Thanks to Vikram for this $\rm\LaTeX$ template for problem-set solutions (here’s what the resulting PDF looks like). They ask that e-mail submissions of problem sets have “Math 55 homework” in the Subject line.

First problem set / Linear Algebra I: vector space basics; an introduction to convolution rings
Clarifications:
• “Which if any of these basic results would fail if $\bf F$ were replaced by $\bf Z$?” — but don’t worry about this for problems 7 and 24, which specify $\bf R$.
• Problem 12: If you see how to compute this efficiently but not what this has to do with Problem 8, please keep looking for the connection.
Here’s the “Proof of Concept” mini-crossword with links concerning the ∎ symbol. Here’s an excessively annotated solution.

Second problem set / Linear Algebra II: dimension of vector spaces; torsion groups/modules and divisible groups
About Problem 5: You may wonder: if not determinants, what can you use? See Axler, Chapter 4, namely 4.8 through 4.12 (pages 121–123), and note that the proof of 4.8 (using techniques we won’t cover till next week) can be replaced by the ordinary algorithm for polynomial long division, which you probably learned with real coefficients but works over any field. While I’m at it, 4.7 (page 120) works over any infinite field; Axler’s proof is special to the real and complex numbers, but 4.12 yields the result in general. (We already remarked that this result does not hold for finite fields.)

Third problem set / Linear Algebra III: Countable vs. uncountable dimension of vector spaces; linear transformations and duality
corrected 18 September (Mark Kong):
• Problem 2: Suppose that for some (finite) $n$ we can extend $B_0$ by $n$ vectors (not “extend $B$ by $n$ vectors” etc.).
• Also, in Problem 1 Mark notes that one already needs a bit of the Axiom of Choice even to prove the fact (which I blithely asserted in class) that a countable union of countable, or even finite, sets is itself countable. (If you can enumerate a countable disjoint union $\bigcup_{i=1}^\infty S_i$ of countable or finite sets, then you can choose an element of $\prod_{i=1}^\infty S_i$ by choosing from each $S_i$ the element that comes earliest in the enumeration.) Go ahead and assume this for Problem 1.
• (And in Problem 10 it’s subsets of fewer than $e$ elements of $F$, not $e$-element subsets — but that’s still not polynomial in $q$.)
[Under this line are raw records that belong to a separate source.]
PR #363, opened 2021-01-20
images: Give webhook secrets to images container for GitHub token

martinpitt:
We split off the webhook secrets (with the GitHub token) from the tasks
secrets a while ago, and image's Dockerfile links
~user/.config/github-token to /run/secrets/webhook/ (just like the tasks
container).

The images container needs the token for authenticating image uploads.

This does the same as commit 75fc8a3a17226 did for the tasks container.

### DIFF
--- a/images/install-service
+++ b/images/install-service
@@ -3,7 +3,7 @@
 set -eufx
 
 CACHE=/var/cache/cockpit-tasks
-SECRETS=/var/lib/cockpit-secrets/tasks
+SECRETS=/var/lib/cockpit-secrets
 
 if RUNC=$(which podman 2>/dev/null); then
     UNIT_DEPS=''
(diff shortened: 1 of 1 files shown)


martinpitt:
This previously failed [like this](https://logs.cockpit-project.org/logs/image-refresh-1562-20210120-112323/log). I deployed that on cockpit-11 and the AWS image server, and validated that I can do

    ./image-upload --store https://cockpit-11.e2e.bos.redhat.com:8493/ cirros
    ./image-upload --store https://10.29.163.169:8493/ cirros

from a tasks bot again. I can't really explain how it was *not* broken before -- this must have been lingering for over a year already. I just cleaned up the secrets this morning, but that doesn't explain how /run/secrets/webhook/ came into existence in the previous container. So I'm really stunned right now..

marusak (approved):
Seems ok, thanks!

martinpitt:
Hmm -- our CentOS CI container [does not get the webhook secrets either](https://github.com/cockpit-project/cockpituous/blob/master/images/cockpit-images.yaml). I had a thinko here -- that ~/.config file is for the benefit of the sink only, the image server uses /secrets/htaccess.

So the reason was that I updated the secrets this morning, but forgot to restart the image container -- so the old volume went away and nginx did not have a htaccess file any more. A simple container restart was enough.

D'oh! :hankey:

Fourth problem set / Linear Algebra IV: Duality, and connections with projective spaces and with vector spaces of polynomials
corrected 27.ix.2017: In problem 2ii, we need nonzero $x \in F$ such that $x^n \neq 1$ (not “$x^n=1$” which always exists);
and the introductory sentence now makes explicit the intention that $F$ is a finite field of $q$ elements also for problem 3.
(Noted by Forrest Flesher)

Fifth problem set / Linear Algebra V: “Eigenstuff” (preceded by prelude: exact sequences and more duality)
corrected 8.x.2017: CJ Dowd is the first to note that in problem 9 (Axler 5A:31) we cannot quite let $\bf F$ be arbitrary:
if it is finite and of size less than $m$ then it cannot contain enough pairwise distinct eigenvalues to accommodate $v_i$
for each $i=1,2,\ldots,m$ ! Fortunately this is the only obstruction, so for this problem assume that $\bf F$ contains
at least $m$ distinct elements.

Sixth problem set / Linear Algebra VI: $\bigotimes$ (and also eigenstuff cont’d, and a bit on inner products)

Seventh problem set / Linear Algebra VII: Inner products etc.

Eighth problem set / Linear Algebra VIII: The spectral theorem; spectral graph theory; symplectic structures
Problems 7 and 8 postponed till Friday, 3 November at noon.

Ninth problem set / Linear Algebra IX: Trace, determinant, and more exterior algebra

Tenth problem set: Linear Algebra X (determinants and distances); representations of finite abelian groups (Discrete Fourier transform)
(Yes, in Problem 9i the equation “$A^4 = N^2$” means $A^4 = N^2 I$ [i.e. $P(A) = 0$ where $P$ is the polynomial $X^4 - N^2 \in {\bf C}[X]$.)
correction to 1i (CJ Dowd): the equality condition is not quite right when $\det A = 0$ (and $n \geq 3)$, when equality holds iff some $v_i = 0$, and then the other $v_j$ are orthogonal to that $v_i$ but need not be orthogonal to each other.

Problem set 10.99557…

Eleventh and final problem set: Representations of finite abelian groups
corrected 28.xi.2017: Fan Zhou notes that in part (i) of Problem 5 $g_1,g_2$ are in $G_1,G_2$ respectively, not $V_1,V_2$.